The scale debate in human geography: What does micro have to offer?

Scale is a schaffold, focus and framework of a theory. Consequently, the choice in favor of a distinct scale has far reaching and necessarily ambivalent consequences: it fades out some parts of reality in order to more clearly focus the main point of interest, it thus supports and oppresses ideas, accentuates as well as blinds out interdependencies, includes or excludes topics. As scales are socially constructed, historically contingent and, thus, of course, politically contested they remain one of the most discussed issues in human and economic geography. Traditionally our discipline operates at the macro- and meso-scale of theorizing whereas micro-scale theories so far have been less influential. These scalar preferences imply substantial theoretical biases, which are increasingly registered by more recent contributions. Social practices on the micro-level so far have widely been perceived as being less significant in determining economic processes around the globe and they are mistakenly subsumed as mere expressions of larger scale activities, thereby neglecting the possibility that both might operate in a distinct, possibly even a contradictory logic.

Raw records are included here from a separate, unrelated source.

PR #25, opened 2019-08-21
Split backend-specific code.

moigagoo:


moigagoo:
@krux02 please provide more info.

krux02:
https://github.com/nim-lang/Nim/blob/d0e5bd2305db719b0c9acb6a017c8aa579a2f246/testament/important_packages.nim#L59

This package was tested as an important package for Nim CI. But the way this package was tested depended on the name of the Project. So I would not technically say it is your fault.

moigagoo:
@krux02 Is there anything I must do on my part to fix the tests? Should I notify anyone when I'm renaming files in the future?

krux02:
Well, in the link you see how your package is tested. I think you should discuss with @narimiran a transition phase. Ranaming a file is expected to exist in the test is not a valid transition period.

narimiran:
> Is there anything I must do on my part to fix the tests?

We discovered the problem and we renamed the file in our tests, so this is now fixed.

> Should I notify anyone when I'm renaming files in the future?

We only test `t(est)sqlite.nim`, so any other renaming should be fine.
But, since your package is at version >1.0, be aware of breaking stuff some other people might depend on.

PR #26, opened 2019-09-04
Allow splitting schema definition accross modules

moigagoo:
Currently, you describe your schema in type sections under db macro. This means, all your model types have to be defined in the same module, which may play poorly with your app's business logic.

This PR implements dbTypes and dbFromTypes macros that allow to mark any type section to be usable for schema generation and define a schema from existing types respectively.


JohnAD:
Excellent! When you are done with this PR, I will modify my PR to use the same naming.

moigagoo:
@JohnAD Please note that I had to do some significant refactoring in order to implement this feature without making a mess out of my code:
- SQL query generation has been moved into separate, backend-specific modules: sqlite/sqlgen and postgres/sqlgen
- Backend-agnostic proc to inject `id` field into type definition has been split into two and moved into a separate top-level module typedefutils.

Please do the same for Mongo, I think your code will benefit from it, too.

PR #33, opened 2019-10-11
Add default values to tables, deprecate default pragma

zedeus:
Didn't update the tests as it wasn't clear to me what they should look like, and I don't have PostgreSQL setup.

### DIFF
--- a/changelog.md
+++ b/changelog.md
@@ -8,11 +8,11 @@
 
 ## 1.0.18 (WIP)
 
+-   [!] Deprecate `default` pragma, always add default values to tables instead.
 -   [+] Add `createTable` and `dropTable`.
 -   [+] SQLite: Add means to write migrations: `addColumn`, `dropUnusedColumns`, `renameColumnFrom`, and `renameTableFrom`.
 -   [+] PostgreSQL: Add means to writemigrations: `addColumn`, `dropColumns`, `dropUnusedColumns`, `renameColumnFrom`, and `renameTableFrom`.
 -   [r] Rewrite table schema generation so that schemas are generated from typed nodes rather than untyped modes.
--   [r] Deprecate `default` pragma, always add default values to tables instead.
 
 
 ## 1.0.17 (September 12, 2019)
--- a/changelog.md
+++ b/changelog.md
@@ -12,6 +12,7 @@
 -   [+] SQLite: Add means to write migrations: `addColumn`, `dropUnusedColumns`, `renameColumnFrom`, and `renameTableFrom`.
 -   [+] PostgreSQL: Add means to writemigrations: `addColumn`, `dropColumns`, `dropUnusedColumns`, `renameColumnFrom`, and `renameTableFrom`.
 -   [r] Rewrite table schema generation so that schemas are generated from typed nodes rather than untyped modes.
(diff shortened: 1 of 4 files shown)


src/norm/pragmas.nim
```diff
@@ -30,8 +30,9 @@ template dbCol*(val: string) {.pragma.}
 template dbType*(val: string) {.pragma.}
   ## DB native type to use in table schema.
 
-template default*(val: string) {.pragma.}
+template default*(val: string) {.pragma, deprecated.}
   ## Default value for the DB column.
+  ## Deprecated since 1.0.18
```
moigagoo: Please keep the original docstring and add a notice to it instead of replacing it altogether. Also, please omit hardcoded version numbers since I'm not sure the next version will be 1.0.18 and not 1.1.0.

I suggest this:
```
##[ Default value for the DB column.

**Deprecated.** Default values are set automatically for all columns, this pragma is ignored.
]##
```

src/norm/pragmas.nim
```diff
@@ -30,8 +30,9 @@ template dbCol*(val: string) {.pragma.}
 template dbType*(val: string) {.pragma.}
   ## DB native type to use in table schema.
 
-template default*(val: string) {.pragma.}
+template default*(val: string) {.pragma, deprecated.}
```
moigagoo: Please add a deprecation notice:
```
{.pragma, deprecated: "Default values are set automatically, this is ignored.".}
```

src/norm/sqlite/sqlgen.nim
```diff
@@ -77,17 +77,17 @@ proc getDbType(fieldRepr: FieldRepr): string =
...
+      of "float": "REAL NOT NULL DEFAULT 0"
+      else: "TEXT NOT NULL DEFAULT ''"
     elif fieldRepr.typ.kind == nnkBracketExpr and $fieldRepr.typ[0] == "Option":
       case $fieldRepr.typ[1]
-        of "int", "Positive", "Natural", "bool", "DateTime": "INTEGER"
-        of "string": "TEXT"
-        of "float": "REAL"
-        else: "TEXT"
-    else: "TEXT NOT NULL"
+      of "int", "Positive", "Natural", "bool", "DateTime": "INTEGER "
```
moigagoo: Why the trailing space after INTEGER?

moigagoo: Also, why change the case formatting? I know it's debatable whether ofs should be indented but this is the way the rest of the case blocks are formatted, so I suggest we conform to it here.

changelog.md
```diff
@@ -12,6 +12,7 @@
 -   [+] SQLite: Add means to write migrations: `addColumn`, `dropUnusedColumns`, `renameColumnFrom`, and `renameTableFrom`.
 -   [+] PostgreSQL: Add means to writemigrations: `addColumn`, `dropColumns`, `dropUnusedColumns`, `renameColumnFrom`, and `renameTableFrom`.
 -   [r] Rewrite table schema generation so that schemas are generated from typed nodes rather than untyped modes.
+-   [r] Deprecate `default` pragma, always add default values to tables instead.
```
moigagoo: [r] → [!]

moigagoo:
@zedeus thanks!

PR #35, opened 2019-10-20
Fixes "unreachable statement" error in rowutils.

dom96:


moigagoo:
@dom96 

1. Is Postgres backend affected too? If yes, please submit a fix for it as well.
2. Isn't there a better way, like rewriting the condition? I'm OK with the hack but if there's a more idiomatic fix, I'd rather pick it.
3. Please update the changelog in this PR as well.

dom96:
> Is Postgres backend affected too? If yes, please submit a fix for it as well.

I looked at the code and didn't see anything similar, so I don't think so.

> Isn't there a better way, like rewriting the condition? I'm OK with the hack but if there's a more idiomatic fix, I'd rather pick it.

Not that I know of.

> Please update the changelog in this PR as well.

Done.

PR #43, opened 2019-10-31
Rename pragma `table` to `dbTable`

### LINKED ISSUE #39: Rename table to dbTable
Pragma `table` should be called `dbTable` to keep in line with `dbCol` and `dbType`.

sambercx:
Fixes #39

### DIFF
--- a/src/norm/pragmas.nim
+++ b/src/norm/pragmas.nim
@@ -49,5 +49,8 @@ template onDelete*(val: string) {.pragma.}
 template onUpdate*(val: string) {.pragma.}
   ## Add an ``ON UPDATE <POLICY>`` constraint.
 
+template table*(val: string) {.pragma, deprecated: "`table` has been renamed to `dbTable`".}
+  ## Set table name. Lowercased type name is used when unset.
+
 template dbTable*(val: string) {.pragma.}
   ## Set table name. Lowercased type name is used when unset.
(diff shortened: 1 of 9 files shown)


src/norm/pragmas.nim
```diff
@@ -49,5 +49,5 @@ template onDelete*(val: string) {.pragma.}
 template onUpdate*(val: string) {.pragma.}
   ## Add an ``ON UPDATE <POLICY>`` constraint.
 
-template table*(val: string) {.pragma.}
+template dbTable*(val: string) {.pragma.}
```
moigagoo: Please keep the old pragma bu mark it as deprecated. It's better to give Norm users some time to update their code.

src/norm/sqlite/sqlgen.nim
```diff
@@ -23,15 +23,15 @@ proc getTable*(objRepr: ObjRepr): string =
   result = objRepr.signature.name.toLowerAscii()
 
   for prag in objRepr.signature.pragmas:
-    if prag.name == "table" and prag.kind == pkKval:
+    if prag.name == "dbTable" and prag.kind == pkKval:
```
moigagoo: Please check for both dbTable and table for the transition period. We'll remove it after a couple of minor versions. A TODO mark is fine.

sambercx:
Done!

Today manifold alternative attempts to theorize at the micro-level have emerged and gained an enhanced attention. In its third track, the SECONS Discussion Forum invites short interventions  which fathom out the potential contributions of micro-level theories and address some meta-theoretical questions of a scalar thinking, such as the boundaries of distinct scales, the merits of a specific scalar level, the interrelation between social and spatial scales, and the fundamental restrictions connected to thinking in terms of scales.